Stored data entries
______
PR #2419, opened 2022-02-16
Cache all lookups, added tests

azidar:
### Contributor Checklist

#### Type of Improvement

 - bug fix

#### API Impact

No change to APIs, just fixes a bug where looking up the same value from the same Hierarchy[T] object returned a new object every time.

#### Release Notes

Bugfix: looking up the same value from the same Hierarchy[T] object now returns the same object, rather than a new object every time.

- [ ] Did you review?

### DIFF
--- a/core/src/main/scala/chisel3/experimental/hierarchy/Hierarchy.scala
+++ b/core/src/main/scala/chisel3/experimental/hierarchy/Hierarchy.scala
@@ -22,7 +22,10 @@ sealed trait Hierarchy[+A] {
   }
 
   /** Updated by calls to [[_lookup]], to avoid recloning returned Data's */
-  private[chisel3] val cache = HashMap[Data, Data]()
+  private val cache = HashMap[Any, Any]()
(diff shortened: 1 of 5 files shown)


core/src/main/scala/chisel3/experimental/hierarchy/Hierarchy.scala
```diff
@@ -21,8 +21,11 @@ sealed trait Hierarchy[+A] {
     case Clone(i: IsClone[A]) => i.getProto
   }
 
-  /** Updated by calls to [[_lookup]], to avoid recloning returned Data's */
-  private[chisel3] val cache = HashMap[Data, Data]()
+  /** Updated by calls to [[_lookup]], to avoid recloning returned values */
+  private val cache = HashMap[Any, Any]()
```
jackkoenig, line 25: I'm not sure if I can construct the case where it will matter, but my intuition is still that this should be an `IdentityHashMap`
______
**Your goal:**
Look through the records above for the word "experimental" and state how many lines contain it, giving the number alone.

**Answer to the exercise:**
3